Records for processing
PR #312, opened 2021-03-10
Increase resource limits for controller to avoid OOMKilled

sleshchenko:
Increase resource limits for controller to avoid OOMKilled

### Is it tested? How?
It's extracted from https://github.com/devfile/devworkspace-operator/pull/296
and it fixes or just workaround https://github.com/devfile/devworkspace-operator/issues/313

Instructions to follow
Could you transcribe the whole listing exactly?

Written answer
PR #312, opened 2021-03-10
Increase resource limits for controller to avoid OOMKilled

sleshchenko:
Increase resource limits for controller to avoid OOMKilled

### Is it tested? How?
It's extracted from https://github.com/devfile/devworkspace-operator/pull/296
and it fixes or just workaround https://github.com/devfile/devworkspace-operator/issues/313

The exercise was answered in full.